My favorite treat is Brasserie Dupont _Moinette_, a Belgian farmhouse-style ale that is relatively easy to find in H-town.

Some of my favorites sampled on recent trips to England would include York Brewery's _Centurion's Ghost_, Peak Ales _DPA _(brewed on the grounds of Chatsworth House in Derbyshire), Fullers' _Chiswick Ale_, and Jenning's _Sneck Lifter_.


----------



## brianhewitt (Jul 10, 2007)

Old Speckled Hen is pretty good stuff, and Alaskan Amber was a favorite of mine for quite a while. It was available Portland, OR, but you can't get Alaskan Amber here in Hotlanta.

Hoegaarden is a beauty also. My wife an I used to drink that all the time while we were dating.


----------



## brow78 (Aug 14, 2007)

Harp, crystal vissen, heffen vissen, saparro, mich light all fine beers I could actually go on for days with this thread. Though the best beer is always the ones your drink in the company of great friends with cigars and sports in the back round.


----------



## Wingfan13-cl (Apr 30, 2007)

Milwaukees Best Ice


----------



## baboruger (Jun 18, 2007)

Corona Gigante said:


> _Old Speckled Hen_ is what I've been drinking the most of recently.
> 
> My favorite treat is Brasserie Dupont _Moinette_, a Belgian farmhouse-style ale that is relatively easy to find in H-town.
> 
> Some of my favorites sampled on recent trips to England would include York Brewery's _Centurion's Ghost_, Peak Ales _DPA _(brewed on the grounds of Chatsworth House in Derbyshire), Fullers' _Chiswick Ale_, and Jenning's _Sneck Lifter_.


Old Specked Hen is really good stuff, I have a hard time finding it around here. I love their bottles...


----------



## Labman (May 27, 2007)

Okay, it isn't fancy or micro-brewed or anything like that...but my favourite beer is good old Molson Canadian! :dribble:


----------



## zion698 (Jul 13, 2007)

Kalik Gold ... it's a Bahamian beer. I am Bahamian so I might be bias.
www.kalik.com/


----------



## Slow Triathlete (Jun 14, 2007)

Blackened Voodoo out of New Orleans.

This beer goes with any cigar!!!


----------



## cigarsarge-cl (Mar 31, 2007)

CBCyclone said:


> On my recent Alaskan vacation I discovered the Alaskan Brewing Company products. The cruise ship had Alaskan Amber (an alt beer), Alaksan Summer Ale and Alaskan ESB (Extra Special Bitter).

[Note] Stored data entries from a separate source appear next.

PR #398, opened 2022-01-26
logs(node): add logs to IsInit func to report errors

Wondertan:
I was playing around with some stuff and accidentally broke config formatting and the node didn't tell me any meaningful message and this PR should fix this,


Wondertan:
Logging for such startup errors looks ugly(timestamps and other logs verbosity) and instead we should probably just fmt.Println, but this is other concern.

liamsi (approved):
🟢

renaynay (approved):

They make a Smoked Porter that is to die for. :leph:


----------



## JoeyBear (Jul 31, 2007)

cigarsarge said:


> They make a Smoked Porter that is to die for. :leph:


They should give a free toothpick with the Porter because it's so thick!!!

I love nearly everything made by Deschutes Brewing in Bend, Oregon. Mirror Pond is amazing. When I fly out to Oregon, I bring back 2 twelvers as my carry-ons.

:biggrin:


----------



## smakudwn (Aug 3, 2007)

love me some Shiner Bock.

But my fav is a Schlafly Summer Kolsh....or maybe there No. 15.


----------



## wingo (Jul 7, 2006)

Bells Two Hearted Ale is my favorite IPA, especially for the price

The best stout I've had was Stone Russian Imperial followed by Bells Expedition

Trappistes Rochefort 10 is really good when I can get it! I like a lot of Belgian beer.


----------



## CBCyclone (Mar 21, 2007)

My two new favorites, after my August trip to Alaska, are Alaskan Amber and Alaskan Smoked Porter from the Alaska Brewing Co.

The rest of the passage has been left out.